After the speakers and performers finished, an estimated 225 people marched to the Governor's mansion to call on Governor Ridge to stop signing death warrants. As the marchers made their way down Front Street, the chants of "Stop Tom Ridge before he kills again!" and "No death row!" rang out over the Susquehanna River.

At the Governor's mansion, supporters watched as a dozen people posted "Stop Executions in Pennsylvania" signs on the gates, then threw bread, roses and oversized death warrants marked "Return to Sender" over the fence before chaining themselves to the gates. Police helicopters circled overhead while mounted police surveyed the scene. Arrests began at 6:45, supervised by the state police--according to one source, the governor's office had asked that arrests be delayed until after the six o'clock news. All those who participated in the civil disobedience were charged with disorderly conduct and released by 9:00 p.m..
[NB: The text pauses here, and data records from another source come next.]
PR #162, opened 2019-10-15
readme: remove warning of legacy pushgateway API

daveworth:
As of 0.9.0 (and in particular #102) Björn has made the warning of the legacy API no longer accurate.  Let's update the README too.

### DIFF
--- a/README.md
+++ b/README.md
@@ -66,8 +66,6 @@ The Ruby client can also be used to push its collected metrics to a
 where it's not possible or feasible to let a Prometheus server scrape a Ruby
 process. TLS and basic access authentication are supported.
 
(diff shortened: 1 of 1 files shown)


beorn7:
Please add the [DCO](https://github.com/prometheus/client_ruby/pull/162/checks?check_run_id=261292764).

I assume the Ruby client is actually not using the legacy API anymore? (If it did, it wouldn't work with recent versions of the PGW.)

beorn7:
Cool. Forgot about me own heroic deeds. :laughing: 

WRT CONTRIBUTING.md: Other Prometheus projects mention the DCO in their version of the file. I think it would make sense to pull it in here.

dmagliola:
Good catch! Thanks for this PR!

PR #165, opened 2019-10-28
Bump version to 0.11.0-alpha.1

dmagliola:
Bumping this to put it in production for a while. This is a very solid
candidate for a 1.0. If we don't find anything, we will release 1.0
next week

Signed-off-by: Daniel Magliola <danielmagliola@gocardless.com>

### DIFF
--- a/lib/prometheus/client/version.rb
+++ b/lib/prometheus/client/version.rb
@@ -2,6 +2,6 @@
 
 module Prometheus
   module Client
-    VERSION = '0.10.0'
+    VERSION = '0.11.0-alpha.1'
   end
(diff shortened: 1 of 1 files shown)


lib/prometheus/client/version.rb
```diff
@@ -2,6 +2,6 @@
 
 module Prometheus
   module Client
-    VERSION = '0.10.0'
+    VERSION = '0.11.0-aplha.1'
```
Sinjo:
```suggestion
    VERSION = '0.11.0-alpha.1'
```

PR #172, opened 2019-12-23
Add :most_recent aggregation to DirectFileStore

stefansundin:
Add `:most_recent` aggregation to DirectFileStore, which reports the value that was set by a process most recently.

I am using this for a small app called github-activity, and it tracks the remaining GitHub ratelimit using Prometheus (this is the only metric at the moment). The existing aggregations didn't really fit my use case, since for this use case, the last reported value from GitHub is the one that I care about. So I decided to try to improve the gem to support my use case, and I came up with this.

Please let me know about nitpicks and other things. I wasn't sure what the best name would be for this aggregation, and I was basically picking between `:latest` and `:most_recent`. And I am unsure if this should be using `CLOCK_MONOTONIC` or if `Time.now.to_f` is Ok.

Thanks!

Useful links:
- The GitHub repo for my app: https://github.com/stefansundin/github-activity
- The commit in question: https://github.com/stefansundin/github-activity/commit/936d4d6f1627549390fdf151ab475c448dde12cc
- The app is currently running at: https://gh-rss.herokuapp.com/
- The metrics endpoint is public here: https://gh-rss.herokuapp.com/metrics.

### DIFF
--- a/lib/prometheus/client/data_stores/direct_file_store.rb
+++ b/lib/prometheus/client/data_stores/direct_file_store.rb
@@ -29,7 +29,7 @@ module Prometheus
 
       class DirectFileStore
         class InvalidStoreSettingsError < StandardError; end
-        AGGREGATION_MODES = [MAX = :max, MIN = :min, SUM = :sum, ALL = :all]
+        AGGREGATION_MODES = [MAX = :max, MIN = :min, SUM = :sum, ALL = :all, MOST_RECENT = :most_recent]
         DEFAULT_METRIC_SETTINGS = { aggregation: SUM }
         DEFAULT_GAUGE_SETTINGS = { aggregation: ALL }
 
@@ -121,7 +121,7 @@ module Prometheus
             stores_for_metric.each do |file_path|
               begin
                 store = FileMappedDict.new(file_path, true)
-                store.all_values.each do |(labelset_qs, v)|
+                store.all_values.each do |(labelset_qs, v, ts)|
                   # Labels come as a query string, and CGI::parse returns arrays for each key
                   # "foo=bar&x=y" => { "foo" => ["bar"], "x" => ["y"] }
                   # Turn the keys back into symbols, and remove the arrays
@@ -129,7 +129,7 @@ module Prometheus
                     [k.to_sym, vs.first]
                   end.to_h
 
-                  stores_data[label_set] << v
+                  stores_data[label_set] << [v, ts]
                 end
               ensure
                 store.close if store
@@ -181,30 +181,41 @@ module Prometheus
           end
 
           def aggregate_values(values)
-            if @values_aggregation_mode == SUM
-              values.inject { |sum, element| sum + element }
-            elsif @values_aggregation_mode == MAX
-              values.max
-            elsif @values_aggregation_mode == MIN
-              values.min
-            elsif @values_aggregation_mode == ALL
-              values.first
+            # Each entry in the `values` array is a tuple of `value` and `timestamp`,
+            # so for all aggregations except `MOST_RECENT`, we need to only take the
+            # first value in each entry and ignore the second.
+            if @values_aggregation_mode == MOST_RECENT
+              latest_tuple = values.max { |a,b| a[1] <=> b[1] }
+              latest_tuple.first # return the value without the timestamp
             else
-              raise InvalidStoreSettingsError,
-                    "Invalid Aggregation Mode: #{ @values_aggregation_mode }"
+              values = values.map(&:first) # Discard timestamps
+
+              if @values_aggregation_mode == SUM
+                values.inject { |sum, element| sum + element }
+              elsif @values_aggregation_mode == MAX
+                values.max
+              elsif @values_aggregation_mode == MIN
+                values.min
+              elsif @values_aggregation_mode == ALL
+                values.first
+              else
+                raise InvalidStoreSettingsError,
+                      "Invalid Aggregation Mode: #{ @values_aggregation_mode }"
+              end
             end
           end
         end
 
         private_constant :MetricStore
 
-        # A dict of doubles, backed by an file we access directly a a byte array.
+        # A dict of doubles, backed by an file we access directly as a byte array.
         #
         # The file starts with a 4 byte int, indicating how much of it is used.
         # Then 4 bytes of padding.
         # There's then a number of entries, consisting of a 4 byte int which is the
         # size of the next field, a utf-8 encoded string key, padding to an 8 byte
-        # alignment, and then a 8 byte float which is the value.
+        # alignment, and then a 8 byte float which is the value, and then a 8 byte
+        # float which is the unix timestamp when the value was set.
         class FileMappedDict
           INITIAL_FILE_SIZE = 1024*1024
 
@@ -236,7 +247,8 @@ module Prometheus
               @positions.map do |key, pos|
                 @f.seek(pos)
                 value = @f.read(8).unpack('d')[0]
-                [key, value]
+                timestamp = @f.read(8).unpack('d')[0]
+                [key, value, timestamp]
               end
             end
           end
@@ -258,7 +270,7 @@ module Prometheus
 
             pos = @positions[key]
             @f.seek(pos)
-            @f.write([value].pack('d'))
+            @f.write([value, Time.now.to_f].pack('dd'))
             @f.flush
           end
 
@@ -299,7 +311,7 @@ module Prometheus
           def init_value(key)
             # Pad to be 8-byte aligned.
             padded = key + (' ' * (8 - (key.length + 4) % 8))
-            value = [padded.length, padded, 0.0].pack("lA#{padded.length}d")
+            value = [padded.length, padded, 0.0, 0.0].pack("lA#{padded.length}dd")
             while @used + value.length > @capacity
               @capacity *= 2
               resize_file(@capacity)
@@ -310,7 +322,7 @@ module Prometheus
             @f.seek(0)
             @f.write([@used].pack('l'))
             @f.flush
-            @positions[key] = @used - 8
+            @positions[key] = @used - 16
           end
 
           # Read position of all keys. No locking is performed.
@@ -320,7 +332,7 @@ module Prometheus
               padded_len = @f.read(4).unpack('l')[0]
               key = @f.read(padded_len).unpack("A#{padded_len}")[0].strip
               @positions[key] = @f.pos
-              @f.seek(8, :CUR)
+              @f.seek(16, :CUR)
             end
           end
         end
--- a/lib/prometheus/client/data_stores/direct_file_store.rb
+++ b/lib/prometheus/client/data_stores/direct_file_store.rb
@@ -45,7 +45,7 @@ module Prometheus
           end
 
           settings = default_settings.merge(metric_settings)
-          validate_metric_settings(settings)
+          validate_metric_settings(metric_type, settings)
 
           MetricStore.new(metric_name: metric_name,
                           store_settings: @store_settings,
@@ -54,7 +54,7 @@ module Prometheus
 
         private
 
-        def validate_metric_settings(metric_settings)
+        def validate_metric_settings(metric_type, metric_settings)
           unless metric_settings.has_key?(:aggregation) &&
             AGGREGATION_MODES.include?(metric_settings[:aggregation])
             raise InvalidStoreSettingsError,
@@ -64,6 +64,11 @@ module Prometheus
           unless (metric_settings.keys - [:aggregation]).empty?
             raise InvalidStoreSettingsError,
                   "Only :aggregation setting can be specified"
+          end
+
+          if metric_settings[:aggregation] == MOST_RECENT && metric_type != :gauge
+            raise InvalidStoreSettingsError,
+                  "Only :gauge metrics support :most_recent aggregation"
           end
         end
 
--- a/lib/prometheus/client/data_stores/direct_file_store.rb
+++ b/lib/prometheus/client/data_stores/direct_file_store.rb
@@ -105,6 +105,12 @@ module Prometheus
           end
 
           def increment(labels:, by: 1)
+            if @values_aggregation_mode == DirectFileStore::MOST_RECENT
+              raise InvalidStoreSettingsError,
+                    "The :most_recent aggregation does not support the use of increment"\
+                      "/decrement"
+            end
+
             key = store_key(labels)
             in_process_sync do
               value = internal_store.read_value(key)
--- a/lib/prometheus/client/data_stores/direct_file_store.rb
+++ b/lib/prometheus/client/data_stores/direct_file_store.rb
@@ -279,9 +279,10 @@ module Prometheus
               init_value(key)
             end
 
+            now = Process.clock_gettime(Process::CLOCK_MONOTONIC)
             pos = @positions[key]
             @f.seek(pos)
-            @f.write([value, Time.now.to_f].pack('dd'))
+            @f.write([value, now].pack('dd'))
             @f.flush
           end
 
--- a/lib/prometheus/client/data_stores/direct_file_store.rb
+++ b/lib/prometheus/client/data_stores/direct_file_store.rb
@@ -257,8 +257,7 @@ module Prometheus
             with_file_lock do
               @positions.map do |key, pos|
                 @f.seek(pos)
-                value = @f.read(8).unpack('d')[0]
-                timestamp = @f.read(8).unpack('d')[0]
+                value, timestamp = @f.read(16).unpack('dd')
                 [key, value, timestamp]
               end
             end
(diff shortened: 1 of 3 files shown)


stefansundin:
Hi @SuperQ @Sinjo @dmagliola. Feel free to let me know what you think. Thanks.

SuperQ:
Thinking about the comparison of gauge values are handled in other languages, and when in single-threaded mode, "most recent" is the standard way to do things. I wonder if this should be the default way multi-process gauges work.

brian-brazil:
> I wonder if this should be the default way multi-process gauges work.

It requires cross-process locking, and we're trying to avoid that on performance grounds.

lib/prometheus/client/data_stores/direct_file_store.rb
```diff
@@ -68,6 +68,9 @@ def validate_metric_settings(metric_settings)
         end
 
         class MetricStore
+          # Update the filename prefix when the file format changes
+          FILENAME_PREFIX = "metricv2"
```
dmagliola: Thought: should the filename_prefix be the `Prometheus::Client::VERSION`? That way, we get incrementing of this value for free, without having to remember to update it.

Another thought: we're already working on the assumption that you start with a clear `/tmp`, so this feels a little out of place by itself, given that a server restart where you keep your old files is already a bad thing and we're not really helping with that by doing this.

I think i'd prefer to not have this second change

dmagliola:
First of all, thank you for this PR! This is a great contribution :-D
So, I have a number of thoughts on this. Not necessarily in order... 

- I like the idea, since it's something we were thinking of doing for our own purposes. @lawrencejones is this more or less what you had in mind? Are you happy with this approach?

- Also @lawrencejones  or @Sinjo do you have an opinion on  `CLOCK_MONOTONIC` vs `Time.now.to_f`? You both have a clearer idea of this than I do.

- I was a little concerned about the performance of this, but it seems to be roughly the same as what we currently have (2% to 3% slower, maybe), so 👍 on that. Files are probably going to be a bit bigger, but it doesn't seem to be a huge deal.

- @SuperQ I kinda like the idea of making this the default, because our current default (`all`) creates a lot of time series, potentially unnecessarily. My main worry is that that's a backwards-incompatible change, so i'm not sure we can introduce that. Maybe we should start a list of breaking changes that we'd like to introduce next time we release a major version, and start with that one?

- @brian-brazil Unless i'm misunderstanding your comment, this shouldn't be a problem the way this is implemented. This is not locking across processes. Instead, each value is paired with the timestamp of when it was set, and which one was latest gets resolved at scrape time, which I thought was quite an elegant approach. Does that alleviate that concern, or did I misunderstand?

- @stefansundin The thing that gives me pause is that, in the cases where we wanted this feature, we got around it by either doing a `min` aggregation on the data store, or on the Prometheus Query. In your case, it feels like this would do the trick too, right? The "latest" and the "minimum" should be the same given that it's a rate limit that presumably decreases over time?  In any case, you'd need the latest value *across* all your servers, which this wouldn't be able to give you, so you'd still need the aggregation at the query level. With that in mind, do we need this feature?

Finally, Merry Xmas to all of you :-)

lib/prometheus/client/data_stores/direct_file_store.rb
stefansundin: I had both thoughts too. However, my conclusion was that since the gem isn't cleaning up these files on its own, the burden is currently on the app to do this. I would bet that someone will run into this problem.

See this part of my app: https://github.com/stefansundin/github-activity/commit/936d4d6f1627549390fdf151ab475c448dde12cc#diff-d21913acbe4d1528a62c64cdec6d43d7R11-R14

After this PR, I was going to submit another PR that adds a new flag to DirectFileStore, called `:clean_dir` or something similar, which if true would clean all the directory for you.

A little bit related, that PR would also contain a new method that you can call with a pid, and it would clean up any metrics that used to belong to that process. I would replace this code with a call to that method: https://github.com/stefansundin/github-activity/commit/936d4d6f1627549390fdf151ab475c448dde12cc#diff-3f0c524806c4374c99a509efaffd3e8aR29-R32

lib/prometheus/client/data_stores/direct_file_store.rb
```diff
@@ -182,13 +185,15 @@ def process_id
 
           def aggregate_values(values)
             if @values_aggregation_mode == SUM
-              values.inject { |sum, element| sum + element }
+              values.map { |element| element[0] }.inject { |sum, value| sum + value }
```
dmagliola: For all 3 of these, could we `map(&:first)` and then do the same thing we were doing before?
That feels a lot more readable to me.

(so: `values.map(&:first).inject { |sum, element| sum + element }`, `values.map(&:first).max`, etc)
I'm half wondering why we did this `inject` before, instead of just calling `.sum`... Is there a large performance penalty to `map`? Could we measure that?
The reason I mention that is that we already have some users with performance problems on scrape, and i'd thus like to make this as fast as possible.

If `map` is much slower, we should probably change this first one to the same inject as before, but the body of the block to `sum + element[0]`...
And i'm not sure about the ones below, whether that's the fastest way?

lib/prometheus/client/data_stores/direct_file_store.rb
```diff
@@ -182,13 +185,15 @@ def process_id
 
           def aggregate_values(values)
```
dmagliola: Could we also add a comment at the top of the method explaining that each entry in the `values` array is a tuple of "value, timestamp"? That makes the rest of the code a lot easier to follow

stefansundin:
> First of all, thank you for this PR! This is a great contribution :-D

That's a great thing to hear.

> * @stefansundin The thing that gives me pause is that, in the cases where we wanted this feature, we got around it by either doing a `min` aggregation on the data store, or on the Prometheus Query. In your case, it feels like this would do the trick too, right? The "latest" and the "minimum" should be the same given that it's a rate limit that presumably decreases over time?  In any case, you'd need the latest value _across_ all your servers, which this wouldn't be able to give you, so you'd still need the aggregation at the query level. With that in mind, do we need this feature?

So my ratelimit starts at 5000 requests/hour, and decreases, that is correct. But the ratelimit is reset every hour, so if I used `min` then I'd always see the lowest value even after the reset. If I have multiple servers, they would probably have their own request IP from GitHub's point of view, and in this case the ratelimit would be independent, so I would need to track all of them individually. This change lets me omit metric series that I already know are "wrong" (in the sense that I already know, at scrape-time, that the information is out of date).

> Finally, Merry Xmas to all of you :-)

Merry Christmas to all of you too! :)

lib/prometheus/client/data_stores/direct_file_store.rb
stefansundin: I am very open to changing this code. I mostly just wanted to get it working without considering performance that much.

brian-brazil:
> This is not locking across processes. Instead, each value is paired with the timestamp of when it was set, and which one was latest gets resolved at scrape time, which I thought was quite an elegant approach.

I hadn't looked at the code, I was responding to @SuperQ's comment. The issue with this approach is that it only works for set, not inc/dec. Thus it cannot be the default.

lib/prometheus/client/data_stores/direct_file_store.rb
stefansundin: I opened a second PR, so I can drop this commit from this PR. https://github.com/prometheus/client_ruby/pull/173

lawrencejones:
I think banning inc/dec on this aggregation is probably the way to go. Hell, we could raise for the moment on inc/dec while allowing set, then add the inter-process locking for inc/dec later if people really want it.

brian-brazil:
If you want inc/dec then there's no need for inter-process coordination, each process can keep it locally and we sum on exposition.

dmagliola:
That's a really good point on `inc/dec`, Brian, thanks for raising that.

@lawrencejones I like your solution on first sight, but i'm a bit worried of two things:
- the store behaves somewhat differently when *observing* based on the aggregation method you choose, which feels a bit weird to me.
- more importantly, i'm a bit hesitant about raising an exception, since it's highly possible you won't find out about it until it's running in production. I can very easily see how you'd use the in-memory stores for dev/test, and only use the file store in prod. (And the reason this distinction is important is that the only store that supports aggregation is the FileStore, the others wouldn't know they should raise)

Side thought... Would / could this be solved by "Custom Collectors", instead?
I'm thinking of the value to be exposed getting calculated when the scrape happens, instead of storing separate values for each process, and then having to resolve which one is the latest...

Sinjo:
> do you have an opinion on `CLOCK_MONOTONIC` vs `Time.now.to_f`? You both have a clearer idea of this than I do.

I think either is fine for this use-case. Each has their caveats, but I think `CLOCK_MONOTONIC` is ever so slightly better for what we're doing and I've included my reasoning below.

The caveat I had to read up on with `CLOCK_MONOTONIC` was whether it was consistent between different processes. It turns out that as long as you're comparing values from the same boot of the same computer, you're fine. If you compare values from different computers or from different boots of the same computer, they will be meaningless.

`Time.now.to_f` will be susceptible to clock adjustments by ntp, but not to DST changes. Just tested with two `irb` sessions, leaving one in London time and setting `TZ=Europe/Paris` in the env of the other. There's no 1 hour offset between them (unlike `Time.now` by itself).

dmagliola:
Hello @stefansundin,
Sorry about the delay in responding.

So, I think we should merge this feature, but i'd like to ask for a few changes, because as it stands, it's quite possible to use this in a way that will do something the user definitely didn't mean.

Could we have:
- a validation in `validate_metric_settings` that makes sure `most_recent` can only be used for Gauges? Using this aggregation with any other metric type is almost certainly not what the user intended, and it'll result in counters that go up and down, and completely inconsistent histograms.
- a validation on `increment` that throws an exception if the aggregation type is most_recent. This will also result in not what the user wants.
- documentation in the `README` of this aggregation mode, when it's useful, and a big note that it's only useful for Gauges, and that it doesn't allow using `increment/decrement`
- i'd get rid of the filename prefix / renaming for this PR. The code so far assumes you're starting from an empty directory, and having that in this PR mixes the concerns we're trying to solve.
 - see my comment on adding a comment above `aggregate_values` documenting what it returns, which should make it much easier to follow the code. Also the code about mapping / how to aggregate the values.
- let's switch to `CLOCK_MONOTONIC` as per @Sinjo's comment above.

Notes on making this the default:
- SInce this has unobvious caveats, like the fact that you can't use inc/dec on gauges that have this aggregation, and that you might only find about that in production if your test environment doesn't use the FileStore, I would like to make it a manual option that someone has to find out about by reading the docs, at which point we warn them about this. If this is the default, we really need to make inc/dec work, which is quite a lot of work if we don't want to be locking between processes.

Thank you!

lib/prometheus/client/data_stores/direct_file_store.rb
stefansundin: This commit has been dropped.

stefansundin:
@dmagliola I dropped the commit with the filename prefix change. I'd highly recommend testing the behavior for loading files with the old format. If there isn't any work to prevent it from happening, then I will bet that you will get reports of crashes (or whatever the behavior will be) from confused users. Hopefully only from dev machines and not from production.

As for the rest, unfortunately I am short on time to work on this at the moment. Can you work on addressing the rest of the changes? This branch is allowing edits from maintainers, so if you want you can push new commits to it and then merge when desired. Thanks.

dmagliola:
Alright, i've made all those changes mentioned above. It's now pending review and we'll merge this and cut a new minor version

lib/prometheus/client/data_stores/direct_file_store.rb
```diff
@@ -181,30 +192,41 @@ def process_id
...
+            # Each entry in the `values` array is a tuple of `value` and `timestamp`,
+            # so for all aggregations except `MOST_RECENT`, we need to only take the
+            # first value in each entry and ignore the second.
+            if @values_aggregation_mode == MOST_RECENT
+              latest_tuple = values.max { |a,b| a[1] <=> b[1] }
+              latest_tuple.first # return the value without the timestamp
             else
-              raise InvalidStoreSettingsError,
-                    "Invalid Aggregation Mode: #{ @values_aggregation_mode }"
+              values = values.map(&:first) # Discard timestamps
```
Sinjo, line 202: Not sure whether we should block the PR on this, but might we be slowing down the metric read path here with extra copying?

spec/prometheus/client/data_stores/direct_file_store_spec.rb
```diff
@@ -32,6 +32,31 @@
                          metric_type: :counter,
                          metric_settings: { some_setting: true })
     end.to raise_error(Prometheus::Client::DataStores::DirectFileStore::InvalidStoreSettingsError)
+
+    # :most_recent aggregation can only be used for gauges
```
Sinjo, line 36: I'd prefer this to be done with RSpec methods describing the tests rather than a single comment at the top of a bunch of `expect`s.

spec/prometheus/client/data_stores/direct_file_store_spec.rb
```diff
@@ -267,6 +292,57 @@
...
+      metric_store1.set(labels: { foo: "bar" }, val: 1)
+      allow(Process).to receive(:pid).and_return(23456)
+      metric_store2.set(labels: { foo: "bar" }, val: 3)
+      allow(Process).to receive(:pid).and_return(12345)
+      metric_store1.set(labels: { foo: "baz" }, val: 7)
+      allow(Process).to receive(:pid).and_return(23456)
+      metric_store2.set(labels: { foo: "baz" }, val: 2)
+      allow(Process).to receive(:pid).and_return(12345)
+      metric_store1.set(labels: { foo: "baz" }, val: 4)
+      allow(Process).to receive(:pid).and_return(23456)
```
Sinjo, line 318: Not sure what these last two examples are here to test. I think all the behaviour is covered by the ones above?

spec/prometheus/client/data_stores/direct_file_store_spec.rb
```diff
@@ -267,6 +292,57 @@
...
+        metric_type: :gauge,
+        metric_settings: { aggregation: :most_recent }
+      )
+      metric_store2 = subject.for_metric(
+        :metric_name,
+        metric_type: :gauge,
+        metric_settings: { aggregation: :most_recent }
+      )
+
+      allow(Process).to receive(:pid).and_return(12345)
```
Sinjo, line 308: I find this block kinda dense to read. Wondering if either [RSpec multiple return](https://relishapp.com/rspec/rspec-mocks/docs/configuring-responses/returning-a-value#specify-different-return-values-for-multiple-calls) syntax or just breaking it up with newlines would help.

I think the fact that the lines are all identical length somehow makes it harder to read.

lib/prometheus/client/data_stores/direct_file_store.rb
dmagliola: Possibly. Since we've done practically no optimization whatsoever on the read path, however, and we don't have any real benchmarks, i'd say let's focus on that when we work on that performance, rather than here.

I totally agree with "at leats not making it worse", but in this case, I can't think of a clear, easy alternative that still works with calling `max`, `min`, etc

spec/prometheus/client/data_stores/direct_file_store_spec.rb
dmagliola: i'm not really sure what shape the code you're thinking of has, sorry.
to me this is doing that, if we remove the comment, this is pretty much how the rest of the test case is written.

Can you mock a quick example of what you mean by "done with RSpec methods"?

spec/prometheus/client/data_stores/direct_file_store_spec.rb
dmagliola: maybe i should leave only one of those two. What this is testing is a labelset that only exists in one of the stores, all the others are in both.

spec/prometheus/client/data_stores/direct_file_store_spec.rb
dmagliola: So this is one of the challenges of coming back to code 4 months later... I don't remember why this is written this way...

I'm not really sure why we have lines 312 and 313, for example...
I'm also not entirely sure why we need to be going back and forth with the process IDs. i think it's so the "pid change detector" doesn't change the file you're reading... let me take a stab at rewriting this...

dmagliola: @Sinjo I've just reordered and separated the lines, hopefully it'll make a bit more sense (check the last commit, the fixup one)

lib/prometheus/client/data_stores/direct_file_store.rb
Sinjo: Let's focus on this when we come to optimising the read path then.

spec/prometheus/client/data_stores/direct_file_store_spec.rb
Sinjo: LGTM

PR #175, opened 2019-12-29
Change prometheus command to use double-dash for flags

chrohrer:
This PR replaces the pre-2.0 style flag prefix (single dash) with the current double-dash flag prefix for the prometheus command in examples/rack/README.md

@dmagliola


dmagliola:
Good catch, thank you!

PR #176, opened 2020-01-08
observed value should be stored the bucket

ganmacs:
whose value is the same as the observed value

Seems to be working  in v0.9.0 
https://github.com/prometheus/client_ruby/blob/9bae72520e7fdadab983ddd2cd40832e37489793/lib/prometheus/client/histogram.rb#L29

which behavior is correct?

### DIFF
--- a/lib/prometheus/client/histogram.rb
+++ b/lib/prometheus/client/histogram.rb
@@ -47,7 +47,7 @@ module Prometheus
       end
 
       def observe(value, labels: {})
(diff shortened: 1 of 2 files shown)


dmagliola:
Hello @ganmacs. Sorry for the very late reply!
Thank you for sending this fix.
While this is a fix, this is a breaking change, so we'll be cutting a new version of the API soon with this included.
Sorry again it took so long to get back

PR #177, opened 2020-01-14
Histogram bucket helpers

lawrencejones:
Most client libraries provide helpers for generating linear/exponential
histogram buckets. This provides the same interface as the golang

State and local media coverage was good, and state legislators responded quickly. On Monday, May 10th, a bill for a two-year moratorium on the death penalty was introduced into the Pennsylvania Senate with bi-partisan sponsorship. The bill is now being considered by the Senate Judiciary Committee.

This is an unprecedented success for Pennsylvania's anti-death penalty movement, and will be a significant focus of energy in the coming months. We have the momentum, and we must seize the day!

--Jeffrey Garis, Executive Director
Pennsylvania Abolitionists United Against the Death Penalty

[The rally, march and civil disobedience action described above were organized by Pennsylvania Abolitionists United Against the Death Penalty. Many other groups endorsed the actions. The Muste Institute supported organizing efforts for the rally with a December 1998 grant of $1,000 to Pennsylvania Abolitionists.]